A "Heroic" pilot might be expected to know about the ditch switch feature of his airplane, and use it to protect the passengers in the event of a water landing. A "Heroic" crew might be expected to understand how airplanes float (or sink), and prevent the scuttling of a (boat) by opening an underwater hatch. If this crew were running the titanic, they would have sunk before they hit an iceberg - 3 minutes after they left the dook, and close enough that every passenger could walk back to shore.

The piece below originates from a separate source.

Issue #945, opened 2017-06-21
Plotly surface subplot overlap


Chemiseblanc:
When using Plotly a figure with a 3d surface subplot is rendered such that it overlaps the entire figure instead of being confined to the subplot area.

Code to reproduce:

Death count is not the only way to measure success.
In other words:
This is a dead horse, Stop beating it.


PLEASE!
Obviously you're not a pilot yourself?!
Here's a similar mass-psychosis case in which science is trumped by "unbridled celebration".

http://www.msnbc.msn.com/id/28902137/


As the world marvels over the miracle births of eight seemingly healthy babies in California, medical ethicists and fertility experts argue that the media is sending the wrong message with its focus on the creation of an instant Brady-Bunch like family.

It’s fine to celebrate the healthy delivery, said Sean Tipton, spokesperson for the American Society for Reproductive Medicine. But, a pregnancy resulting in this many babies is “clearly is not a medical triumph. Eight babies is not an outcome anyone should want.”

Unbridled celebration of these multiple births ignores the risks that this type of pregnancy can bring and the huge costs to the medical system and the parents, say experts.
Story continues below ↓advertisement | your ad here

“I think when the press goes googoo and gaga over these multiples, they don’t seem to understand that it’s really risky for the mothers and for their fetuses,” said Arthur Caplan, chair of the department of medical ethics at the University of Pennsylvania and an msnbc.com contributor.